Prompt
Please transcribe the data that follows exactly, from its first line through the line that contains "--- a/crucible/src/Lang/Crucible/Simulator/OverrideSim.hs".

Exercise inputs
PR #269, opened 2019-06-11
OverrideSim: fail method -> MonadFail instance

siddharthist:
It's going away in GHC 8.8, and this works better for future-proof client code that has `MonadFail` constraints

### DIFF
--- a/crucible/src/Lang/Crucible/Simulator/OverrideSim.hs
+++ b/crucible/src/Lang/Crucible/Simulator/OverrideSim.hs
@@ -72,13 +72,16 @@ module Lang.Crucible.Simulator.OverrideSim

Your solution
PR #269, opened 2019-06-11
OverrideSim: fail method -> MonadFail instance

siddharthist:
It's going away in GHC 8.8, and this works better for future-proof client code that has `MonadFail` constraints

### DIFF
--- a/crucible/src/Lang/Crucible/Simulator/OverrideSim.hs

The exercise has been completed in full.